Mother ship

Sometimes it becomes difficult to access remote servers that are sitting in obscure closets behind a layer or two of NAT. No telling what the IP lay-of-the-land will be like. We have a similar situation with our deployments. The schools have a XS school server, but these are typically hanging off a DSL modem, behind a NAT with a typical address of 192.168.1.0/24. Yet, we'd like to be able to get to the school server every once in a while, run some maintenance scripts, and gather some data for analysis. What we need is a tunnel that keeps looking for a way out to a known IP address - a mother ship, if you will - and set up a secure way to be accessible.

I've been looking into OpenVPN for such a solution for some time now. It is a SSL-based VPN system.
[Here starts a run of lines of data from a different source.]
PR #1778, opened 2020-02-14
Fix a critical warning when installing some firmware

hughsie:
If the device replugs, then we were doing `g_set_object(&device, device_tmp)`
which worked, but had the unfortunate effect of not unwinding properly as
`device` was a function parameter rather than a local variable.

The observed effect using `watch ((GObject*)$1)->ref_count` was the refcount was
double-decremented and thus we got a critical warning on the final valid unref.
Fix this by copying the function parameter to a local variable which we can
then change if the device replugs.

### DIFF
--- a/src/fu-engine.c
+++ b/src/fu-engine.c
@@ -1767,7 +1767,7 @@ fu_engine_schedule_update (FuEngine *self,
 
 static gboolean
 fu_engine_install_release (FuEngine *self,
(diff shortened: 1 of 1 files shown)


superm1:
That must have been hard to track down! Lgtm

hughsie:
> That must have been hard to track down

**2 HOURS!!!**

PR #1880, opened 2020-03-18
ccgx: Add a firmare parser for cyacd files

hughsie:
These are visually similar to Intel hex files, but different enough to demand
their own parser. Multiple images can be stored in one firmware file, with the
`addr` set to the SiliconID and the `idx` set to the position in the file.


hughsie:
Thanks for the speedy review. I've added the metadata parsing too, can you cast your eye over that too please.

superm1:
Yep nothing else stands  out in the diff, looks great.

PR #1883, opened 2020-03-19
ccgx: Create devices when in HID and I2C modes

hughsie:


plugins/ccgx/fu-ccgx-hid-device.c
```diff
@@ -0,0 +1,52 @@
...
+	return TRUE;
+}
+
+static void
+fu_ccgx_hid_device_init (FuCcgxHidDevice *self)
+{
+	fu_device_set_protocol (FU_DEVICE (self), "com.cypress.ccgx");
+	fu_device_add_flag (FU_DEVICE (self), FWUPD_DEVICE_FLAG_REQUIRE_AC);
+//	fu_device_add_flag (FU_DEVICE (self), FWUPD_I2C_DEVICE_FLAG_UPDATABLE);
+	fu_hid_device_set_interface (FU_HID_DEVICE (self), 0x01);
```
superm1: That's a little unusual; no?  Is this right?

hughsie: Unusual https://github.com/fwupd/fwupd/pull/1879/files#diff-91b79cd74a72843f7ec3c454bfd29b9aR27 -- but not unheard of https://github.com/fwupd/fwupd/blob/master/plugins/synaptics-cxaudio/fu-synaptics-cxaudio-common.h#L15

PR #1887, opened 2020-03-20
Add support for EP963x hardware

hughsie:
Draft as I don't have the hardware to test this yet...


plugins/ep963x/fu-ep963x-device.c
```diff
@@ -0,0 +1,347 @@
...
+		bufhw[0] = FU_EP963_FEATURE_ID1_SIZE;
+		bufhw[1] = cmd;
+		if (!fu_hid_device_set_report (FU_HID_DEVICE (self), 0x00,
+					       bufhw, sizeof(bufhw),
+					       FU_EP963_DEVICE_TIMEOUT,
+					       FU_HID_DEVICE_FLAG_IS_FEATURE,
+					       error)) {
+			return FALSE;
+		}
+		g_usleep (100 * 1000);
```
superm1: If all commands are going to have this settle/sleep after, maybe split to a separate function

plugins/ep963x/fu-ep963x-device.c
```diff
@@ -0,0 +1,347 @@
...
+					 buf, sizeof(buf),
+					 error)) {
+		return FALSE;
+	}
+	version = g_strndup ((const gchar *) buf, 5);
+	fu_device_set_version (device, version);
+
+	/* the VID and PID are unchanged between bootloader modes */
+	if (g_strcmp0 (version, "00000") == 0) {
+		fu_device_set_flags (device, FWUPD_DEVICE_FLAG_IS_BOOTLOADER);
```
superm1: I would say you should add instead of set to prevent debugging an error later

hughsie: Doh! good catch!

plugins/ep963x/fu-ep963x-device.c
hughsie: Not sure I follow, can you elaborate a bit pls.

superm1: It seems with set commands you're sleeping each time after for a settle time period?

hughsie: I think I know what you mean, and I think it uncovered a missing sleep, so nice one there. Fixed.

superm1: Yeah you adjusted it how I was thinking.  Glad you could make sense of what I meant :)

hughsie:
I'm in two minds about merging this before testing it on actual hardware. Hardware is on the way, but it could be weeks, and I don't want this to bitrot. Opinion?

superm1:
> I'm in two minds about merging this before testing it on actual hardware. Hardware is on the way, but it could be weeks, and I don't want this to bitrot. Opinion?

I don't have any opposition.  It's pretty straightforward. And if you find some problems and we have a release before they're fixed you can always make sure that the CAB files have a minimum version set to 1.4.1.

PR #1905, opened 2020-03-23
trivial: Autodetect the HID interface to use

hughsie:


libfwupdplugin/fu-hid-device.c
```diff
@@ -81,6 +81,29 @@ fu_hid_device_open (FuUsbDevice *device, GError **error)
...
 
+	/* auto-detect */
+	if (priv->interface == 0xff) {
+		g_autoptr(GPtrArray) ifaces = NULL;
+		ifaces = g_usb_device_get_interfaces (usb_device, error);
+		if (ifaces == NULL)
+			return FALSE;
+		for (guint i = 0; i < ifaces->len; i++) {
+			GUsbInterface *iface = g_ptr_array_index (ifaces, i);
+			if (g_usb_interface_get_class (iface) == 0x03) {
```
superm1: What is 0x03? Probably should have a define somewhere?

FFY00: It's the USB bus it.

@hughsie you should probably also add bluetooth here, no?

hughsie: > Probably should have a define somewhere

Fixed.

> you should probably also add bluetooth here

No, bluetooth isn't a device class, it's a transport.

It relies on the OpenSSL package for all its crypto, and uses either certificates or pre-shared secrets to run crypto tunnels across two or more machines. In the p2p mode it simply sets up a tunnel between the two machines. You can however also use it in a server mode to run a hub-like server and hang a bunch of tunnels off of it, all ending in different clients. The Linux binary for OpenVPN is the same for both client and server. What varies is the configuration. apt-get install openvpn or yum install openvpn usually does it.
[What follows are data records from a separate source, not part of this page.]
PR #1907, opened 2020-03-24
ccgx: Set up the HPI I²C config at startup

hughsie:


hughsie:
@superm1 CI seems to be failing with the debian build stuck at:

    debconf: unable to initialize frontend: Dialog
    debconf: (TERM is not set, so the dialog frontend is not usable.)
    debconf: falling back to frontend: Readline
    Configuring tzdata
    ------------------

    Please select the geographic area in which you live. Subsequent configuration
    questions will narrow this down by presenting a list of cities, representing
    the time zones in which they are located.

      1. Africa      4. Australia  7. Atlantic  10. Pacific  13. Etc
      2. America     5. Arctic     8. Europe    11. SystemV
      3. Antarctica  6. Asia       9. Indian    12. US
    Geographic area:

superm1:
@hughsie pushed something to master that should fix it

plugins/ccgx/fu-ccgx-hid-device.c
```diff
@@ -29,13 +29,30 @@ fu_ccgx_hid_device_detach (FuDevice *device, GError **error)
...
 	fu_device_add_flag (device, FWUPD_DEVICE_FLAG_WAIT_FOR_REPLUG);
 	return TRUE;
 }
 
+static gboolean
+fu_ccgx_hid_device_setup (FuDevice *device, GError **error)
+{
+	/* This seems insane... but we need to switch the device from HID
+	 * mode to HPI mode at startup. The device continues to function
+	 * exactly as before and no user-visible effects are noted */
```
superm1: Is it basically enabling the I2C communication to the device?  If so, I think that this should be un-done after enumerating version and such.  Otherwise it's leaving a comms hole for other processes to abuse the end point more easily with timing no?

plugins/ccgx/fu-ccgx-hpi-common.h
```diff
@@ -0,0 +1,344 @@
...
+	HPI_EVENT_SOURCE_DISABLED,
+	HPI_EVENT_SENDER_TIMEOUT,
+	HPI_EVENT_VDM_NO_RESPONSE,
+	HPI_EVENT_UNEXPECTED_VOLTAGE,
+	HPI_EVENT_ERROR_RECOVERY,
+	HPI_EVENT_EMCA_DETECT			= 0xA6,
+	HPI_EVENT_RP_CHANGE_DETECT		= 0xAA,
+	HPI_EVENT_TB_ENTERED			= 0xB0,
+	HPI_EVENT_TB_EXITED
+} HPIResp;
```
superm1: With the big gaps in documented events, I would question whether this being an enum is even valuable.  Should it just be a bunch of #defines for the ones documented?

plugins/ccgx/fu-ccgx-hpi-device.c
```diff
@@ -84,12 +612,151 @@ fu_ccgx_hpi_write_firmware (FuDevice *device,
...
+	self->hpi_addrsz = mode & 0x80 ? 2 : 1;
+	self->num_ports = (mode >> 2) & 0x03 ? 2 : 1;
+	self->fw_mode = (FWMode) (mode & 0x03);
+
+	/* add extra instance ID */
+	instance_id = g_strdup_printf ("USB\\VID_%04X&PID_%04X&MODE_%s",
+				       fu_usb_device_get_vid (FU_USB_DEVICE (device)),
+				       fu_usb_device_get_pid (FU_USB_DEVICE (device)),
+				       fu_ccgx_fw_mode_to_string (self->fw_mode));
+	fu_device_add_instance_id (device, instance_id);
```
superm1: Realistically do you see these 3 IDs as the ones being used to update FW and not the other ones?  I wonder if the "generic" IDs should actually be nuked in such case.  We have precedent in doing that in NVME with the Dell GUID's too.

hughsie: It's a good question. I'm not 100% sure how we're going to do the matching yet, I added this instance ID just for the custom UpdateMessage string. On this case, I think still having the other "generic" VID/PID ones are useful, as we can also do the CounterpartGuid stuff where we don't care which firmware is running.

plugins/ccgx/fu-ccgx-hpi-common.h
hughsie: I was torn about this; on one hand it's very verbose, on the other hand you can diff from the Windows sources too.

plugins/ccgx/fu-ccgx-hid-device.c
hughsie: Apparently there's no drawback to leaving it in HPI mode. We still need to be root to use the HPI device, and I suppose it's even more secure than in HID mode which is open by default on most OS's. In the case of one of the Lenovo hubs the HID mode is kinda useless as the only thing you can use it for is to switch the device into HPI mode....

plugins/ccgx/fu-ccgx-hpi-common.h
superm1: Ah if it's like this in the Windows sources and more easily diffable for changes, it's better to keep it this way I'd say.  New events that are otherwise accidentally forgotten to add will stand out much more easily.

PR #1908, opened 2020-03-24
trivial: Export fu_device_add_instance_id_full() for plugins to use

hughsie:
Sometimes we only want to add the instance ID to get the quirk matches, and it
is confusing to see the "fake" IDs in the 'fwupdmgr get-devices' output.

### DIFF
--- a/libfwupdplugin/fu-device-private.h
+++ b/libfwupdplugin/fu-device-private.h
@@ -11,20 +11,6 @@
 
 #define fu_device_set_plugin(d,v)		fwupd_device_set_plugin(FWUPD_DEVICE(d),v)
 
-/**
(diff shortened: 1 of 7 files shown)


superm1:
I think there are some other ones like this to hide too actually then. Perhaps  `system-tpm` on the TPM2.0 device?

hughsie:
I actually think that's a different flag. We're not using it for quirk matching, we're just kinda using it like a "parent identifier". Better name welcome. Phase 2 I think.

superm1:
> I actually think that's a different flag. We're not using it for quirk matching, we're just kinda using it like a "parent identifier". Better name welcome. Phase 2 I think.

Oh true.  OK.

PR #1910, opened 2020-03-24
Adjust special thunderbolt GUID for multi controller systems

superm1:
Having seen the system with both controllers having same VID/DID in use, i'm not convinced that PCI slot name will be safe enough to be considered constant.  So instead rely upon order of enumeration.

Type of pull request:
- [x] Code fix
- [ ] Feature
- [ ] Documentation


superm1:
Well apparently this breaks though across an upgrade, `data->multi_thunderbolt_host` will increment again and `*-host1` goes to `*-host2`.

PR #1911, opened 2020-03-25
Wip/hughsie/ccgx

hughsie:


hughsie:
I've tested this, and seems to work well.

plugins/ccgx/fu-ccgx-hpi-device.c
```diff
@@ -605,11 +1068,60 @@ fu_ccgx_hpi_write_firmware (FuDevice *device,
...
+
+	/* validate fw */
+	fu_device_set_status (device, FWUPD_STATUS_DEVICE_VERIFY);
+	if (!fu_ccgx_hpi_validate_fw (self, fw_mode_alt, error)) {
+		g_prefix_error (error, "fw validate error: ");
+		return FALSE;
+	}
+
+	/* this is a good time to leave the flash mode *before* rebooting */
+	g_clear_object (&locker);
```
superm1: why not directly call `fu_ccgx_hpi_leave_flash_mode` so you can do error handling in case of a failure here?

plugins/ccgx/fu-ccgx-hpi-device.c
```diff
@@ -562,41 +907,159 @@ fu_ccgx_hpi_device_prepare_firmware (FuDevice *device,
...
+	g_autofree guint8 *buf = NULL;
+
+	/* read flash at correct address */
+	if (!fu_ccgx_hpi_get_metadata_offset (self, fw_mode, &addr, &md_offset, error))
+		return FALSE;
+	buf = g_malloc0 (self->flash_row_size);
+	if (!fu_ccgx_hpi_read_flash (self, addr,
+				     buf, self->flash_row_size,
+				     error)) {
+		g_prefix_error (error, "fw metadata read error: ");
```
superm1: I think you should use a unique prefix to help with debugging in the future.

plugins/ccgx/fu-ccgx-hpi-device.c
```diff
@@ -562,41 +907,159 @@ fu_ccgx_hpi_device_prepare_firmware (FuDevice *device,
...
+				 FWMode fw_mode,
+				 guint32 *addr,
+				 guint32 *offset,
+				 GError **error)
+{
+	guint32 addr_max;
+
+	/* sanity check */
+	if (self->flash_row_size == 0x0) {
+		g_set_error (error,
```
superm1: seems this should be a literal error

plugins/ccgx/fu-ccgx-hpi-device.c
```diff
@@ -562,41 +907,159 @@ fu_ccgx_hpi_device_prepare_firmware (FuDevice *device,
...
+			     FWUPD_ERROR,
+			     FWUPD_ERROR_NOT_SUPPORTED,
+			     "unset support row size: 0x%x",
+			     self->flash_row_size);
+		return FALSE;
+	}
```
superm1: do you perhaps want another check comparing flash row size and flash size?

plugins/ccgx/fu-ccgx-hpi-device.c
```diff
@@ -306,6 +374,9 @@ fu_ccgx_hpi_device_reg_read (FuCcgxHpiDevice *self,
 		g_prefix_error (error, "read error: ");
 		return FALSE;
 	}
+
+	/* 5 ms */
+	g_usleep (5000);
```
superm1: Why is this one different than `HPI_CMD_FLASH_READ_WRITE_DELAY_US`

plugins/ccgx/README.md
```diff
@@ -11,6 +11,44 @@ Supported devices:
  * Lenovo Gen2 Dock
  * Lenovo Hybrid Dock
 
+Device Flash
+============
+
+There are three kinds of flash layout. Single image firmware is not currently
+supported in this plugin.
```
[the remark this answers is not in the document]
hughsie: Anything that has `GType = FuCcgxH**pi**Device`, yes. Maybe this should be a boolean quirk, something like `is-symmetric`? Or just have a proper setter like `ImageType=symmetric`?

plugins/ccgx/fu-ccgx-hpi-device.c
hughsie: The idea of doing it as a `FuDeviceLocker` was that we would disable the flash mode on all the error paths too. We could certainly do as you suggest, but we'd need to add something like `gboolean fu_device_locker_close(FuDeviceLocker *self, GError **error)` to not _close_ things twice. I'm happy to do that if you think it's a good idea. Better names welcome too.

plugins/ccgx/fu-ccgx-hpi-device.c
hughsie: Fixed.

plugins/ccgx/fu-ccgx-hpi-device.c
hughsie: Fixed.

plugins/ccgx/README.md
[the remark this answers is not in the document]
superm1: Either way sounds fine to me.

plugins/ccgx/fu-ccgx-hpi-device.c
superm1: Yes, I think that an explicit close makes more sense.  That name seems fine to me.

plugins/ccgx/fu-ccgx-hpi-device.c
hughsie: Good idea, added.

plugins/ccgx/fu-ccgx-hpi-device.c
hughsie: Yes, it's all a bit muddled. I've moved them up into the read/write functions to be super explicit.

plugins/ccgx/fu-ccgx-hpi-device.c
hughsie: https://github.com/fwupd/fwupd/pull/1916

plugins/ccgx/README.md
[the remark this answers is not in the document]
hughsie: Okay, fixed.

The current setup is in test mode at one of the schools. We've run into some power issues (as in power cuts every day?) but a Uninterrupted Power Supply and a change in the BIOS setting to boot the server upon power-up should fix those in the short run. The tunnel is actually quite robust and will come back up every time the connection is back up and running. No pesky Cisco VPN shenanigans either!

Comments

IPv6

Assuming the crypto isn't actually useful to you, IPv6 tunnels are an excellent way of dealing with this.  (For example, an AYIYA tunnel from sixxs.net.)

Stuff of the Borg...

Sameer, this sounds like Borg stuff from Star Trek NextGen... who would've thought we would need all of this hi-tech just to get a bunch of kids to use some laptops. Seriously, as we continue to incrementally build this infrastructural, technical and social support architecture for our Pilots, there are many lessons to be learned that will be worth writing about at some point.